PR #1411, opened 2024-07-25
feat: use first account for quick link hostname

setchy:
closes https://github.com/gitify-app/gitify/issues/1410

### DIFF
--- a/src/utils/auth/migration.ts
+++ b/src/utils/auth/migration.ts
@@ -13,7 +13,6 @@ export async function migrateAuthenticatedAccounts() {
   const existing = loadState();
 
   if (!hasAccountsToMigrate(existing.auth)) {
-    log.info('Account Migration: No accounts need migrating');
     return;
   }
 
--- a/src/utils/links.ts
+++ b/src/utils/links.ts
@@ -15,20 +15,20 @@ export function openGitifyReleaseNotes(version: string) {
   );
 }
 
-export function openGitHubNotifications(account: Account) {
-  const url = new URL(`https://${account.hostname}`);
+export function openGitHubNotifications(hostname: Hostname) {
+  const url = new URL(`https://${hostname}`);
   url.pathname = 'notifications';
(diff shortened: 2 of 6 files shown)


src/utils/auth/migration.ts
```diff
@@ -13,7 +13,6 @@ export async function migrateAuthenticatedAccounts() {
   const existing = loadState();
 
   if (!hasAccountsToMigrate(existing.auth)) {
-    log.info('Account Migration: No accounts need migrating');
```
setchy, line 16: was making our jest console busy

src/utils/links.ts
```diff
@@ -15,16 +15,22 @@ export function openGitifyReleaseNotes(version: string) {
   );
 }
 
-export function openGitHubNotifications() {
-  openExternalLink('https://github.com/notifications' as Link);
+export function openGitHubNotifications(account: Account) {
```
akellbl4, line 18: Maybe a good idea to default the hostname to `github.com`, I'm not sure if the sidebar is available while no accounts are present.

For simplicity of use, the link handlers can be grouped into a custom hook and pull needed context on their own.

src/utils/links.ts
```diff
@@ -15,16 +15,22 @@ export function openGitifyReleaseNotes(version: string) {
...
+  const url = new URL(`https://${account.hostname}`);
+  url.pathname = 'notifications';
+  openExternalLink(url.toString() as Link);
```
akellbl4, line 21: As I can see all use cases of `openExternalLink` pass string as a parameter. So I would say that probably it should accept the argument as `string` since all external URLs are not created as a branded `Link`

akellbl4 (commented):
Thanks for quickly implementing the feature. I've left some comments in case you find them valuable.

src/utils/links.ts
setchy: Great feedback: updated to handle the unauthenticated scenario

--- TASK INSTRUCTIONS ---
Search the entries for the word "const" and pick out every line that holds it.

--- ANSWER TO THE EXERCISE ---
   const existing = loadState();
-  const url = new URL(`https://${account.hostname}`);
+  const url = new URL(`https://${hostname}`);
   const existing = loadState();
+  const url = new URL(`https://${account.hostname}`);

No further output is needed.